Sebastian Vettel has warned his F1 rivals that he is neither feeling the heat or struggling to harness the potential of Red Bull's RB8 as the championship rumbles on towards another Asia double-header in China and Bahrain.

A year ago, the German was sitting pretty on top of the championship standings, having won in both Australian and Malaysia, but the story so far in 2012 could not be more different, as he lies sixth overall, some 17 points off surprise leader Fernando Alonso, yet to win a race and only scoring in the season-opener.

More points would surely have come Vettel's way at Sepang had it not been for the much-reported clash with backmarker Narain Karthikeyan that led to an outburst that prompted observers to suggest he was feeling the pressure of no longer being the sport's number one protagonist. With the spat firmly in his rear view mirror, however, Vettel is determined to prove the critics wrong, and believes that he can return to winning ways as soon as round three in Shanghai.

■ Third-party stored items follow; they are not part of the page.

PR #1632, opened 2021-03-10
Rewrite argv to new location in sandbox

peterebden:
Previously it was still pointing through to the old workdir, so if things used `argv[0]` to look up their own location, they'd get a readonly copy.

### DIFF
--- a/tools/sandbox/BUILD
+++ b/tools/sandbox/BUILD
@@ -19,3 +19,11 @@ c_binary(
     visibility = ["PUBLIC"],
     deps = [":sandbox"],
 )
+
+cc_test(
+    name = "sandbox_test",
+    srcs = ["sandbox_test.cc"],
+    deps = [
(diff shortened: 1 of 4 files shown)


peterebden:
> I think I understand. Is this useful to remap tools into the sandbox directory?

No, so what happens now is we create everything in `plz-out/tmp/target/build`, let's say the test executable is `plz-out/tmp/target/build/test.bin`. We then create the sandbox on `/tmp/plz_sandbox` and bind-mount it into there.
However when we _run_ it we still execute `plz-out/tmp/target/build/test.bin` but we set `/tmp/plz_sandbox` to be the working directory. Hence anything that looks at `os.Args[0]` will still find the old location (which is now read-only).

After this change, `os.Args[0]` will be `/tmp/plz_sandbox/test.bin` and so things won't accidentally discover the wrong location.

Issue #1598, opened 2021-02-27
Deprecate `raise`


peterebden:
`raise` in asp is kind of weird; there is no `try` (we obviously listened to Master Yoda) so it's really just an immediate fail. You can raise different "types" of exceptions but they're really all the same thing and just trigger a parse failure (so `raise ValueError(...)` is the same as `raise ParseError(...)`).
I put it in originally because it was fairly easy and we already had enough incompatibilities to work out in v12. I think the time has come to revisit that decision.

Skylark has a `fail` builtin IIRC,  I think `fail('you passed the wrong args')` is pretty reasonable as an alternative. If we agree that is a good alternative, we should offer that sometime in v16 and remove `raise` for v17 (after a period of it generating a warning, plus a feature flag etc).

PR #1634, opened 2021-03-10
Deprecate raise

peterebden:
Adds explicit warnings on creating exception types or the `raise` statement.

Starts on #1598 although I don't think we should finish it off until v17.


Tatskaari (approved):
Probably need to generate rules. Is it time for embed?

Tatskaari:
Might want to update the grammar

Speaking to AFP while in Paris to collect yet another accolade for his 2011 title-winning performance, the young German insisted that, with RBR working hard to close the gap on pacesetter McLaren, he could be ready to challenge at the same circuit where he landed the team's first-ever F1 success back in 2009.

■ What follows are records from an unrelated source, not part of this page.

PR #1635, opened 2021-03-11
Fix some bugs with format()

peterebden:
If it's called with just positional arguments (as in the test) it blows up.

### DIFF
--- a/src/parse/asp/interpreter_test.go
+++ b/src/parse/asp/interpreter_test.go
@@ -367,4 +367,5 @@ func TestFormat(t *testing.T) {
 	s, err := parseFile("src/parse/asp/test_data/interpreter/format.build")
 	assert.NoError(t, err)
 	assert.EqualValues(t, `LLVM_NATIVE_ARCH=\"x86\"`, s.Lookup("arch"))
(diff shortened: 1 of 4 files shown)


src/parse/asp/interpreter_test.go
```diff
@@ -362,3 +362,9 @@ func TestFStringOptimisation(t *testing.T) {
 	assert.NotNil(t, assign.Optimised.Constant)
 	assert.EqualValues(t, "test", assign.Optimised.Constant)
 }
+
+func TestFormat(t *testing.T) {
+	s, err := parseFile("src/parse/asp/test_data/interpreter/format.build")
+	assert.NoError(t, err)
+	assert.EqualValues(t, `LLVM_NATIVE_ARCH=\"x86\"`, s.Lookup("arch"))
```
Tatskaari, line 369: Should `'{}_{}'.format('foo', 'bar')` produce `'foo_bar'`? It doesn't look like it will to me. Could we add a second `{}` to the test if ti should.

Tatskaari (approved):
Test for multiple {} might be nice, but looks good.

peterebden:
Yup added one. Good idea, initially I was just trying to get it not die on any number of args, but worth checking for.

"I'm confident for the next two races," Vettel insisted, "We had a good race in Australia while, in Malaysia, it was a bit chaotic. It's a shame I didn't get a point there, [but] there are a lot of races to come and should be in good shape."

With Red Bull heading into the 2012 season supposedly as the team to beat once again, McLaren's performance in claiming both poles and victory in Australia came as something of a turn-up. As RBR continues to sort its RB8, meanwhile, its rivals will look to make hay, although Vettel warns them not to expect an easy ride at either of the next two rounds.

"I've had a couple of hours in our simulator in order to prepare for China and Bahrain - now we have to prove it on the circuits themselves," he noted.